2018年4月29日日曜日

2018年4月29日(日) 説教「神の忍耐はわたしたちの希望」稲山聖修牧師

2018年4月29日
泉北ニュータウン教会礼拝

説教「神の忍耐はわたしたちの希望」
『ローマの信徒への手紙』8章18~25節
『ヨハネによる福音書』15章 1~10節
稲山聖修牧師


 『ヨハネによる福音書』の成立までにはパウロの手紙から30年以上が経過している。その中で教会に集う人々は、キリストが再臨し、神の支配が完成するという終末が遅延するという問題に向き合った。終末がこの世の秩序の終焉として理解した人々は、教会だけでなく、この世の暮しそのものからも離れていこうとする。世を創造した神は悪い神であり、十字架でわが身を滅ぼすことによって汚らわしい世から遠ざかる姿勢が必要だと考える人々が増える。グノーシスという異端。この集団と同じように、世からの「解脱」を欲する傾向は今なお一部のカルト宗教に見られる。
 「わたしはまことのぶどうの木、わたしの父は農夫である」。『ヨハネによる福音書』で、書き手はイエス・キリストを「ぶどうの木」になぞらえようとする。「わたしにつながっていながら、実を結ばない枝はみな、父が取り除かれる。実を結ぶものはみな、いよいよ豊かに実を結ぶように手入れをなさる」。剪定をも含めた残酷に響く表現。書き手はこの時代のぶどう農場のごく当り前の働き方を重ねる。ぶどう栽培は土地が適度に乾燥していないと、葉ばかりが大きくなり実りが小さくなる。乾燥した土地ほど、ぶどうの木は水分を求めて根を深く大地に降ろす。実際にぶどうの手入れをする農夫は、ローマ帝国の時代では奴隷の仕事であったとすら言われる。イエス・キリストを大地に根を下ろすぶどうの木に譬え、そして父なる神をぶどう農場の奴隷に重ねている。このような発想は世の中から隠遁したり、世にある暮しや生き方を否定したりするところからは生まれない。

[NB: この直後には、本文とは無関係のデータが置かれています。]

PR #1591, opened 2021-02-19
compiler: Add option to use Functions, in place of Arrays, for compiler-generated temporary

FabioLuporini:


devito/types/dense.py
```diff
@@ -1454,3 +1453,99 @@ def parent(self):
         return self._parent
 
     _pickle_kwargs = Function._pickle_kwargs + ['parent']
+
+
+class TempFunction(DiscreteFunction):
```
mloubout, line 1458: Can we have some docstrings?

devito/types/dense.py
```diff
@@ -1454,3 +1453,99 @@ def parent(self):
...
+        super().__init_finalize__(*args, **kwargs)
+
+        self._pointer_dim = kwargs.get('pointer_dim')
+
+    @classmethod
+    def __indices_setup__(cls, **kwargs):
+        pointer_dim = kwargs.get('pointer_dim')
+        dimensions = as_tuple(kwargs['dimensions'])
+        if pointer_dim not in dimensions:
+            # This is a bit hacky but it does work around duplicate dimensions when
```
mloubout, line 1472: That sounds safe 😓

devito/types/dense.py
```diff
@@ -1454,3 +1453,99 @@ def parent(self):
...
+        return dimensions, dimensions
+
+    def __halo_setup__(self, **kwargs):
+        pointer_dim = kwargs.get('pointer_dim')
+        dimensions = as_tuple(kwargs['dimensions'])
+        halo = as_tuple(kwargs.get('halo'))
+        if halo is None:
+            halo = tuple((0, 0) for _ in dimensions)
+        if pointer_dim is not None:
+            halo = ((0, 0),) + halo
```
mloubout, line 1484: So `TempFunction` can't have spatial order halo (or space_order for that matters)

devito/types/dense.py
```diff
@@ -1454,3 +1453,99 @@ def parent(self):
...
+    data_with_halo = data
+    data_ro_domain = data
+    data_ro_with_halo = data
+
+    @property
+    def pointer_dim(self):
+        return self._pointer_dim
+
+    @property
+    def dim(self):
```
mloubout, line 1502: why the need for both?

devito/types/dense.py
```diff
@@ -1454,3 +1453,99 @@ def parent(self):
...
+            Shape of the domain region in grid points.
+        initializer : callable or any object exposing the buffer interface, optional
+            Data initializer. If a callable is provided, data is allocated lazily.
+        """
+        # Sanity check
+        if len(shape) != self.ndim:
+            raise ValueError("`shape` must contain %d integers, not %d"
+                             % (self.ndim, len(shape)))
+
+        return Function(name=self.name, dtype=self.dtype, dimensions=self.dimensions,
```
mloubout, line 1529: What if any of the dimensions is time?

mloubout (commented):
Still not sure what this is for, the test makes it look like it's not really a user side object and very intricate to use (requires to know what the generated code exactly is).

FabioLuporini:
@mloubout 

> Still not sure what this is for, the test makes it look like it's not really a user side object and very intricate to use (requires to know what the generated code exactly is).

You're right. I'm going to add docstrings in my next push.

As you correctly guessed, this is _not_ a user API object. These may be created by Devito in place of Arrays to implement tensor temporaries. The key difference is that an Array mallocs and frees memory directly in C-land, while a TempFunction is gonna give control of memory management to the user. I do not expect the average user to care about this (TempFunctions are never going to be used unless the user requests them through an Operator option).

devito/types/dense.py
FabioLuporini: adding

devito/types/dense.py
FabioLuporini: indeed. Irrelevant as the users doesn't create them explicitly

devito/types/dense.py
FabioLuporini: Make it usable where we have a PointerArray, as it's `PointerArray.dim`. It'd be cleaner with a Mixin, I admit... I may add one

devito/types/dense.py
FabioLuporini: undefined behaviour. But temporaries are never created along time, so we should be fine

devito/types/dense.py
```diff
@@ -1454,3 +1453,133 @@ def parent(self):
...
+
+    Examples
+    --------
+    The `make` method makes the TempFunction create a new Function. For more info,
+    refer to TempFunction.make.__doc__.
+
+      .. code-block:: python
+
+        op = Operator(...)
+        cfuncs = [i for i in op.input if i.is_TempFunction]
```
mloubout, line 1484: May wanna add an `op.tmp_function` property for ease of use.

devito/types/dense.py
mloubout: Can we add a check there is no time dim for safety?

mloubout (commented):
Minor comments

devito/types/dense.py
FabioLuporini: Done, added `op.temporaries`

devito/types/dense.py
FabioLuporini: Done, added a few lines above in `__indices_setup__` , and I've actually made it stronger by checking for `not any(i.is_NonlinearDerived ...)`

tests/test_dse.py
```diff
@@ -1787,6 +1787,67 @@ def test_blocking_options(self, rotate):
...
+        op0 = Operator(eqn, opt=('noop', {'openmp': True}))
+        op1 = Operator(eqn, opt=('advanced', {'openmp': True, 'cire-mincost-sops': 1,
+                                              'cire-ftemps': True}))
+        op2 = Operator(eqn, opt=('advanced-fsg', {'openmp': True, 'cire-mincost-sops': 1,
+                                                  'cire-ftemps': True}))
+
+        op0(time_M=1, nthreads=nthreads)
+
+        # TempFunctions expect an override
+        try:
```
tjb900, line 1826: Just saw this when looking for this example code. I think pytest gives you a mechanism for asserting that exceptions are thrown (and indeed, as I look again I see that this code _won't_ currently error in the case that no exception is thrown)

```
with pytest.raises(InvalidArgument):
    op1(...)
```

tests/test_dse.py
```diff
@@ -1787,6 +1787,67 @@ def test_blocking_options(self, rotate):
...
+            op1(time_M=1, u=u1)
+        except InvalidArgument:
+            assert True
+        except:
+            assert False
+
+        # Prepare to run op1
+        shape = [nthreads, x0_blk0_size, y0_blk0_size, grid.shape[-1]]
```
tjb900, line 1834: ohhh...  I had not thought about this. How is one supposed to know what to pass to `make`, here - if it's not always the `grid.shape`?

This seems to mean that the caller has to be aware of the details of the generated code. I guess we can live with that, but I'd prefer more safeguards if possible.  Could there potentially be some protection in `arg_values` that ensures the passed temporary is sufficiently large, given the rest of the arguments?

The sequence of events I'm worried about is:
 * devito version X produces C code that needs temporaries of a certain shape
 * application hard-codes temporaries of that shape using a construction very similar to this line
 * devito version X+1 produces C code that needs a slightly larger temporary, but code still passes same size
 * segfaults, incorrect results, chaos reigns
 
Alternatively, or perhaps as well, could the arguments to `make` be _all_ the arguments that will be passed to the operator, and make can extract whatever values it needs from those?

FabioLuporini: >This seems to mean that the caller has to be aware of the details of the generated code.

Well, the idea was that you query the TempFunction's shape. This gives you the _symbolic_ shape of the TempFunction from which you can infer what's required.

> Alternatively, or perhaps as well, could the arguments to make be all the arguments that will be passed to the operator, and make can extract whatever values it needs from those?

yes, if this is feasible on your side, it should be straightforward on our side. So the idea would be (sort of):

```
def make(..., **kwargs):
    # Sanity checks...
  
    try:  
        shape = tuple(i.subs(kwargs) for I in self.shape)
    except ...:
        raise ValueError('Don't know how to derive shape for ...') 
```

?

tests/test_dse.py
FabioLuporini: ah, good to know! Will update the test.

> as I look again I see that this code won't currently error in the case that no exception is thrown)

That's my mistake. I should have added an exception below `op1(...)`

tests/test_dse.py
tjb900: Ah, yeah I hadn't appreciated that we could get the symbolic shape. That resolves my concern for now, I think.

FabioLuporini:
@tjb900 :

* rebased on master
* changed to `with pytest.raises(...)` (thanks!)
* added prototypal API so that you can do `i.make(**kwargs)` instead of providing the shape explicitly. Test updated accordingly
* More roboust sanity checks inside `make`

PR #2417, opened 2024-07-19
compiler: Fix parlang reductions over >= 4 loops

FabioLuporini:


devito/ir/clusters/algorithms.py
```diff
@@ -594,31 +591,49 @@ def normalize_reductions_minmax(cluster):
...
+    """
+    # The candidate Dimensions along which to perform the map part
+    candidates = [d for d in cluster.ispace.itdims
+                  if cluster.properties.is_parallel_atomic(d)]
+    if not candidates:
         return cluster
 
+    # If there are more parallel dimensions than the maximum allowed by the
+    # target platform, we must restrain the number of candidates
+    max_par_dims = platform.limits()['max-par-dims']
```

 さらに、ぶどうの実りはそのまま口に含まれるだけではなく、ぶどう酒を造るためにも用いられる。聖書の時代のぶどう酒はアルコール度数が少ないのにも拘らず傷を消毒したり飲み水を清めるために多く用いられた。「わたしの話した言葉」によって、あなたがたはすでに清くなっている」。イエス・キリストは語る。「わたしにつながっていなさい。わたしもあなたがたにつながっている。ぶどうの枝が、木につながっていなければ、自分では実を結ぶことができない」。『ヨハネによる福音書』の記された時代の世の中でとりわけ知識を好む人々の間では、この世のあり方を否定するような考え方の影響力が強かった。だからこそ主イエスは「わたしにつながっていなさい!」と強く語りかけ、その理由を「わたしもあなたがたにつながっているからだ」という。『ヨハネによる福音書』では、促成栽培の実りに重ねられるような「待てない人々の求める成功哲学」を決して語らない。けれどもキリストの言葉が私たちの交わりにあり、心に根を下ろしているならば何でも願うべきだと語る。
 『ローマの信徒への手紙』には「被造物がすべて今日まで、共にうめき、共に産みの苦しみを味わっていることを、わたしたちは知っています」とある。苦しみにあるのはわたしたちだけではない。全てのいのちが、わたしたちと関わりながら苦しんでいる。しかしそれは被造物にいのちあればこそであって、決して希望のない苦しみではない。イエス・キリストの十字架という滅びの苦しみは、復活という新しいいのちの希望に包まれた道を備えた。その道にあって、神はわたしたちの世にある暮らしを受けとめてくださっている。神の忍耐はわたしたちの希望であり、この希望がわたしたちを神ご自身の平安の中に招き入れる。

2018年4月22日日曜日

2018年4月22日(日) 説教「いのちのガイドライン、それは神の愛」稲山聖修牧師

2018年4月22日
泉北ニュータウン教会礼拝

説教「いのちのガイドライン、それは神の愛」
『ローマの信徒への手紙』8章12~17節
『ヨハネによる福音書』13章31節~35節
稲山聖修牧師

 社会の役に立つか立たないか。これでいのちの価値を値踏みする。聖書はこの残酷な考えの根拠として「貪り」を示す。貪りとは神を見失った者が他者を顧みず、人を道具と見なし、こき使い、その場しのぎの豊かさを求めるありようだ。創世記の失楽園の事件は、知恵の実が「いかにもおいしそう」だったからこそ起きた。兄エサウと弟ヤコブの兄弟間の争いの物語も、エサウが長子の特権を弟の調理したレンズ豆の煮物とパンと交換したのが発端。貪りがエサウから長子の権利を奪った。民数記11章では、エジプト人の奴隷の身から解放されたのにも拘らず、約束の地への旅の途中、その旅そのものを罵り、激しく不満を訴える。「民に加わっていた雑多な他国人は飢えと渇きを訴え、イスラエルの人々も再び泣き言を言った。『誰か肉を食べさせてくれないものか。エジプトでは魚や肉をただで食べていたし、きゅうりやメロン、葱や玉葱やにんにくが忘れられない。今では、わたしたちの唾は干上がり、どこを見回してもマナばかりで、何もない』」。神から与えられる食であるマナを授かっていても、イスラエルの民は文句しか言わないのだ。聖書の世界に、夢や理想や型にはまった模範ばかりを求める人がいるならば、きっと挫折するに違いないだろう。余りにも見るに堪えない人間の醜悪な姿をなぜ聖書は、これでもか、これでもかと描くのだろうか。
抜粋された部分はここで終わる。